This post is a little bit niche as it may be relevant only for basic EPA expressions done on Citrix Gateway session policies whose use is slowly reducing, but figured it was worth covering off as there is still use cases for using EPA expressions in a session policy.
What I cover in this article is a somewhat elaborate method of providing a user-friendly EPA failure page in scenarios where we must use EPA in session policies, and cannot allow entry to users who fail the EPA scan.
A little visual below of our end result (note the text does not align to the sample provided below, this is just a general reference).
When running EPA in session policy expressions, we need to ensure bound policies have a matching expression for both pass or fail scenarios otherwise a user who fails the EPA check will default to the global Citrix Gateway session policy configs (that lovely white page talking about Java screen). In my experience configuring EPA in session profiles (vs policy expression) gets ignored in current builds of 12.1.
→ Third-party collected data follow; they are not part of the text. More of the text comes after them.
PR #290, opened 2019-05-08
[NO-JIRA] Add assertion that primary colour view is in hierarchy

georgegillams:

### DIFF
--- a/Backpack/Theme/Classes/UIView+BPKThemeContainer.m
+++ b/Backpack/Theme/Classes/UIView+BPKThemeContainer.m
@@ -24,6 +24,8 @@ NS_ASSUME_NONNULL_BEGIN
 @implementation UIView (BPKThemeContainer)
 
 - (nullable BPKThemeContainer *)themeContainer {
+    NSAssert(self.window != nil, @"To get a theme container from a view, the view must be within the view hierarchy.");
+
     UIView *parent = self;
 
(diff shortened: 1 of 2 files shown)


Backpack/Theme/Classes/UIView+BPKThemeContainer.m
```diff
@@ -26,6 +26,9 @@ @implementation UIView (BPKThemeContainer)
 - (nullable BPKThemeContainer *)themeContainer {
     UIView *parent = self;
 
+    NSAssert(parent.window != nil,
```
georgegillams: hmmm... this doesn't behave as I expected.....

Example/Backpack/Views/BPKTableViewSelectableCell.swift
```diff
@@ -41,7 +41,9 @@ class BPKTableViewSelectableCell: UITableViewCell {
     }
 
     override func didMoveToWindow() {
-        tickIcon.tintColor = Theme.primaryColor(for: self)
+        if self.window != nil {
```
georgegillams: I'm not sure why this check is needed. It appears that they are only outside the window when I change theme...

georgegillams: Overriding `didMoveToSuperview` has the same downside....

PR #294, opened 2019-05-10
Bpk 2398 add bpk font theming support 2

georgegillams:


Backpack/Button/Classes/BPKButton.m
```diff
@@ -57,6 +57,10 @@ - (instancetype)initWithSize:(BPKButtonSize)size style:(BPKButtonStyle)style {
     return self;
 }
 
+- (void)didMoveToWindow {
```
georgegillams: Instead of this hack we should use `setFontFamily`. This should work, as placing this into a different view-hierarchy will cause the `setter` to fire.

Backpack/Label/Classes/BPKLabel.m
```diff
@@ -59,28 +59,49 @@ - (instancetype)initWithFrame:(CGRect)frame {
...
-        attributedString = [BPKFont attributedStringWithFontStyle:self.fontStyle content:text];
+        attributedString = [BPKFont attributedStringWithFontStyle:self.fontStyle content:_textV forView:self];
     }
     super.attributedText = attributedString;
 }
 
+- (void)setText:(NSString *_Nullable)text {
+    BPKAssertMainThread();
+    if (text != _textV) {
+        _textV = text;
```
georgegillams: Rename `_textV` to something more intuitive

PR #297, opened 2019-05-16
[BPK-2480] Gray theming utility

georgegillams:
Screenshot 2019-05-17 at 11 21 51

Screenshot 2019-05-17 at 11 21 45


georgegillams:
The only `BPKTheme` method I have added requires a number and view. ie `gray(number:50 for:view)`
Do you think I should add some convenience methods for each gray? ie `gray50(for:view)`, `gray300(for:view)` etc

PR #302, opened 2019-05-23
[NO-JIRA] Enable calendar gray theming

georgegillams:

Screenshot with an outrageous set of grays applied:
image


georgegillams:
@k0nserv and @shaundon - wdyt about theming grays like this? Feels better to me to stick to our existing convention of one UI_APPEARANCE_SELECTOR per property, but then we're gonna have twice as many selectros 🤔

k0nserv:
I'd rather expose the invidual properties I think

If this was a pre-auth scan or an EPA factor in nFactor, failing the EPA scan without a recourse (cascade or quarantine) will display a nice error message for users from EPA, which we could enhance with verbose EPA logging. However this isn’t an option in some cases, and we get the experience noted above.
I will cover implementing this as a “catch-all” session policy but in reality, the configs could be modified on the global Citrix Gateway session policy configs, but I largely prefer to leave those settings untouched.
It involves creating an HTML error page hosted on the ADC (using a cool obscure feature of the responder engine that allows for storing HTML code) and linking that to an APIPA LBVS that is always up to which we link a responder policy that renders the HTML page. We reference this LBVS in a session profile as a homepage, and are sure to set the default authorization action to “DENY” in this profile. This profile gets referenced by a session policy with the lowest priority and a catch-all “true” value.
Step 1: Creating the Dummy vServer
These commands will great an LBVS that is always online, to which we can bind a responder policy. It uses a non-addressable IP that the ADC can access, but will not be accessible on the network, which is just fine.
add service svc_alwaysup 127.0.0.1 HTTP 80
add lb vserver lbvs_epadeny_80 HTTP 169.254.100.101 80 -persistenceType NONE
bind lb vserver lbvs_epadeny_80 svc_alwaysup
Step 2: Creating the Responder Configuration
Let’s create our responder HTML page import via AppExpert>Responder>HTML Page Imports. This isn’t easily done via CLI and in fact, this does not even show up in the ns.conf file so screenshots are below. Instead of this, you could totally have a website created just to act as a landing page for failed users that is not hosted by the ADC and just redirect users there, but it is more fun to keep it internal to the ADC. But really, whatever works best for you.
For the HTML text, we’re using the following, which you can tweak to your heart’s content or merely use as a concept to develop something entirely different. Just remember to keep it basic and any images should be referenced as links from another site (perhaps a logo file from a public website, or image already found on the ADC from a portal theme).
EPA Scan Failed – Access Denied – DatacentreName
Unfortunately you are unable to access Citrix resources at this time. It seems that your computer is not a corporate asset. The Citrix EPA scan must run successfully in order to access Citrix apps and desktops. Please note that only domain-joined corporate computers are eligible to access Citrix resources remotely. If you are using a corporate asset, please contact the Service Desk for assistance.
With this in place, we can now create the responder action and policy. From there we will bind to our APIPA LBVIP.
add responder action resp_epa-deny_act respondwithhtmlpage denied.html -responseStatusCode 200 -reasonPhrase true
add responder policy resp_epa-deny_pol true resp_epa-deny_act
bind lb vserver lbvs_epadeny_80 -policyName resp_epa-deny_pol -priority 100 -gotoPriorityExpression END -type REQUEST
Step 3: Creating the Session Policy & Action and Linking to Gateway
These commands will create a new session profile and policy and subsequently bind the policy to a Citrix Gateway (be sure to update your gateway object name). Adjust binding priority as necessary, but should be last in the order.
add vpn sessionAction DENYALL -transparentInterception ON -defaultAuthorizationAction DENY -homePage “http://169.254.100.101/” -clientlessVpnMode ON -clientlessModeUrlEncoding OPAQUE
add vpn sessionPolicy DENYALL ns_true DENYALL
bind vpn vserver YOURVSERVER -policy DENYALL -priority 200
And there we go. When a user fails an EPA scan (or skips it if you haven’t hidden the button to do so) they should receive that custom error page.
So although this article may be useful to a very small audience, hopefully its concepts will be useful to some.